__Directions for this task__:
Each entry that follows should be retyped in full and exactly.

__Input data__:
:::

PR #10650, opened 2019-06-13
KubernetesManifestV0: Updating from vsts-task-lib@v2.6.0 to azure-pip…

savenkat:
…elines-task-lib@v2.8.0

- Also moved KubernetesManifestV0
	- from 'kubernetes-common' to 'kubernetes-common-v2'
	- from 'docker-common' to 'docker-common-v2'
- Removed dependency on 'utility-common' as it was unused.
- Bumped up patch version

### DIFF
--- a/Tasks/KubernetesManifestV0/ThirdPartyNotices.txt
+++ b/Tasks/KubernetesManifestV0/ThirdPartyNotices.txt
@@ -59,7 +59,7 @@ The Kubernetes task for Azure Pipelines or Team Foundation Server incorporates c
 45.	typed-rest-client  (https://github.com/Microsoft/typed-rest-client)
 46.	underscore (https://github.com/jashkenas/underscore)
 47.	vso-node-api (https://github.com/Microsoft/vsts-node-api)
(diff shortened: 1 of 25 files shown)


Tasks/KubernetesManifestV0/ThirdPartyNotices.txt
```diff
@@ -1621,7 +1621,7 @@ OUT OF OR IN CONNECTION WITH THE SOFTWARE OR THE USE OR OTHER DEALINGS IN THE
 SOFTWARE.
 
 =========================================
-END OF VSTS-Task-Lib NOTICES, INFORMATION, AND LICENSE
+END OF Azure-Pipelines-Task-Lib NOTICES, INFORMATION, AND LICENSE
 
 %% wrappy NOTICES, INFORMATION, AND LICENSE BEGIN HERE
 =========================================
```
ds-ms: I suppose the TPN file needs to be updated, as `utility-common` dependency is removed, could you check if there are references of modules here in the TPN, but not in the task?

:::

__Answer for the task__:
PR #10650, opened 2019-06-13
KubernetesManifestV0: Updating from vsts-task-lib@v2.6.0 to azure-pip…

savenkat:
…elines-task-lib@v2.8.0

- Also moved KubernetesManifestV0
	- from 'kubernetes-common' to 'kubernetes-common-v2'
	- from 'docker-common' to 'docker-common-v2'
- Removed dependency on 'utility-common' as it was unused.
- Bumped up patch version

### DIFF
--- a/Tasks/KubernetesManifestV0/ThirdPartyNotices.txt
+++ b/Tasks/KubernetesManifestV0/ThirdPartyNotices.txt
@@ -59,7 +59,7 @@ The Kubernetes task for Azure Pipelines or Team Foundation Server incorporates c
 45.	typed-rest-client  (https://github.com/Microsoft/typed-rest-client)
 46.	underscore (https://github.com/jashkenas/underscore)
 47.	vso-node-api (https://github.com/Microsoft/vsts-node-api)
(diff shortened: 1 of 25 files shown)


Tasks/KubernetesManifestV0/ThirdPartyNotices.txt
```diff
@@ -1621,7 +1621,7 @@ OUT OF OR IN CONNECTION WITH THE SOFTWARE OR THE USE OR OTHER DEALINGS IN THE
 SOFTWARE.
 
 =========================================
-END OF VSTS-Task-Lib NOTICES, INFORMATION, AND LICENSE
+END OF Azure-Pipelines-Task-Lib NOTICES, INFORMATION, AND LICENSE
 
 %% wrappy NOTICES, INFORMATION, AND LICENSE BEGIN HERE
 =========================================
```
ds-ms: I suppose the TPN file needs to be updated, as `utility-common` dependency is removed, could you check if there are references of modules here in the TPN, but not in the task?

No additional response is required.